著者
伊藤 喜雄 平泉 光一 加瀬 良明 小澤 健二 青柳 斉 伊藤 忠雄
出版者
新潟大学
雑誌
基盤研究(A)
巻号頁・発行日
1996

米主産地の現地調査及び流通業者からの情報提供により、新食糧法下の米流通の規制緩和は、従来の自由米市場ですでに発生していた産地間競争に加えて、卸・小売等の業者間競争を本格的かつ全国的に展開させていることが分かった。具体的には、以下の点である。1.新潟県や北陸3県、島根県などコシヒカリ品種に代表される良食味米の主産地や、大都市近郊産地の千葉・兵庫・滋賀県などでは、生産者及び農協レベルで計画外流通の販売対応が拡大しつつある。そこでは、生産者グループ・法人組織や農協において、栽培協定や品質管理、販売促進の強化など多様な産地マーケティングが展開している。2.スーパーや米卸業者、米小売専門店等の中には、上述の主産地と直接的な取引関係を結ぶ業者も多数登場している。その結果、産地ブランドの地域的細分化が進み、産地間及び流通業者間で競争が激しくなっている。
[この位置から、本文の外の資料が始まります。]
PR #1072, opened 2023-02-08
demo dynamic imports

ChristopherChudzicki:
This is a demo in response to a slack message from @ibrahimjaved12, in regards to https://github.com/mitodl/ocw-hugo-themes/pull/1071#discussion_r1098682971

@ibrahimjaved12 It seems like we have three possible approaches for splitting out the VideoJS stuff:
1. `.Page.Scratch` hugo manipulations
2. inserting a script tag like you do in current version of #1071 
3. dynamic imports

This demo PR is meant to help explore (3).

Question for you... do you have any opinions yet about which approach seems best?

#### What's this PR do?
This PR shows a demo of dynamic imports. 

**HOWEVER**: This proof of concept only works with production build, NOT dev build. I think that in order for dynamic imports to work with the dev server, some aspects of how we set up the dev server need to change.

*The filepaths below are for my system, where my repos live at `~/dev/ocw-hugo-themes`, `~/dev/ocw-hugo-projects`, and `~dev/ocw-content-rc`. Modify as necessary*. 
1. First, make sure you have an env file locally. E.g., `yarn with-env --dev --print-env ''  > .env`. A `.env` file is needed for running the productionb uild.
5. Ensure you have a local copy of course `9.40-spring-2018`. If you don't, you can just run `yarn start course` to clone it. (It's the default course).
6. Run the production build: `yarn build ~/dev/ocw-content-rc/9.40-spring-2018 ~/dev/ocw-hugo-projects/ocw-course-v2/config.yaml`
7. Serve the production build: `npx serve ~/dev/ocw-content-rc/9.40-spring-2018/dist`
8. Visit the given url.
9. In dev console, `initVideoJS()`.
10. In `ocw-hugo-themes`, `ls -lh  base-theme/dist/static_shared/js`. You should see a separate chunk called something like `240.b3db3.js` that contains just the `initVideoJS` code. *Of course, the code in this PR is just "hello world", but the idea would be for all the big videojs files to end up in that separate chunk*.


base-theme/assets/webpack/webpack.prod.ts
```diff
@@ -12,7 +12,7 @@ const prodOverrides: Configuration = {
 
   output: {
     path:       path.join(__dirname, "../../dist/static_shared"),
-    publicPath: "/static_shared",
+    publicPath: "/static_shared/",
```
ChristopherChudzicki, line 15: I think publicPath issues were the cause of the error you mentioned in Slack.

This fixes it for the production build. Fixing it for the development build is going to take a bit more effort, and something I want to talk a bit with Carey about in the office tomorrow. 

I think we'll **need** to address these publicPath issues if we decide to go the dynamic import route. We probably *should* address them either way.

ibrahimjaved12:
From the three options:

1. .Page.Scratch hugo manipulations
2. inserting a script tag like you do in current version of https://github.com/mitodl/ocw-hugo-themes/pull/1071
3. dynamic imports

### Comparisons
**Comparison of Option 1 & Option 2**
I think 1. `.Page.Scratch` is better as compared to 2., because we are using Hugo's way of doing it -- this would mean no `<script>` tag -- which honestly is looking so out of fashion there. As we have already a partial to do this for us if we go for Hugo's way of using Scratch:
`$videojs_url := $webpack.videojs` (using the entry point)
and then a conditional call to partial inside perhaps youtube_player.html: 
`partial "include_js.html"` (with passed dictionary and above context), this will take care of the `<script> `approach currently implemented in the other PR i put up. So this seems a much more relatively elegant way of doing it.

But we'd also need to decide between the tradeoff of using .Scratch vs using localStorage. Both would have the same functionality: if once it is loaded, add a flag variable to make sure it does not import again. We could probably compare the performance of both for that matter. And also make sure of their accessibility.

**Option 1 vs Option 2 vs Option 3**
But out of the three, I do believe that the 3rd option is preferable, there is no manual keeping track of state using dictionary or localStorage, and we also have the benefit of it being asynchronous.

### Testing process
I ran the code using the steps, `initVideoJS()` inside dev console is working. It is also working inside youtube_player.html, if I try to trigger the function using `window.initVideoJS()`

But: After I do `yarn build ...... .....`,  I had this fatal error. Just mentioning.
image

Also:

> 7. In ocw-hugo-themes, ls -lh  base-theme/dist/static_shared/js. You should see a separate chunk called something like 240.b3db3.js that contains just the initVideoJS code. Of course, the code in this PR is just "hello world", but the idea would be for all the big videojs files to end up in that separate chunk.

This is something I've been trying to find the cause of for a while now. Inside my base-theme/dist/static_shared, I do not see js or css directories at all. However I was able to see those files from the live server. Inside dev, I tried removing `CleanWebpackPlugin` but the files would still not appear. And for this case, using prod, they're not appearing either.. inside my local disk. Can you please let me know if I'm missing something.

### Using Dev instead of Production
I think you're right, it might be related to `publicPath`.
Because in dev, I tried to implement the same thing (but with the real imports):
`GET http://localhost:3000/static_sharedjs/course-v2_assets_videojs-imports_js.js net::ERR_ABORTED 404 (Not Found)
`However if we changed localhost:3000 to localhost:3001 (keeping the rest of the url as it is), the file does exist.

ChristopherChudzicki:
@ibrahimjaved12 Thanks for that write up. Overall, I agree very much with

> But out of the three, I do believe that the 3rd option is preferable, there is no manual keeping track of state using dictionary or localStorage, and we also have the benefit of it being asynchronous.

**Regarding `.Page.Scratch` approach:** Re
>  $videojs_url := $webpack.videojs (using the entry point)
and then a conditional call to partial inside perhaps youtube_player.html:
partial "include_js.html" (with passed dictionary and above context)

I think what you describe doesn't actually use `.Page.Scratch`, and this was my initial thought also: make `youtube_player.html` responsible for inserting the script tag. My concern with that is it is possible for a single OCW page to contain multiple videos. (A resource page will only have one, but a `course/whatever-course/pages/page-with-lots-of-videos` might have multiple). And if there are multiple videos, we only want a single script tag. Hence writing to `.Page.Scratch`, similarly to what you dide with localstorage.

Anyway, I think we should continue with Option 3, but it might be best to get the webpack stuff fixed in a separate PR. I believe that if we set `publPath` to `https://localhost:3001` during development, we can (hopefully) get rid of the `webpack_url.html` partials. I want to talk with @gumaerc about this a little today when he gets into the office.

特に、過剰下の買い手市場の中で、大手スーパーの産地掌握が強まっており、農協の米マーケティングの展開に大きな影響を与えている。3.北海道や東北、熊本・佐賀県などの非良食味米産地では、米需給関係の過剰基調のもとで、生産者及び農協の当初の自主販売の動きは止まり、計画流通による連合会での統一販売対応に回帰しつつある。そこでは、米流通再編の担い手である大手スーパー等に対して、経済連・全農の組織再編による系統米販売体制の強化が模索されている。4.米国や中国の海外ジャポニカ米主産地に関しては、産地レベルでの技術開発では食味よりも収量志向が強く、国産米と競合する現地のブランド米(良食味米)は量的には極めて少ない。そのため、品質面で日本との競争力は現在時点では小さいと言えそうだ。2年間の実態調査により,現下の米産業の競争構造に関して以上の点が明らかになった。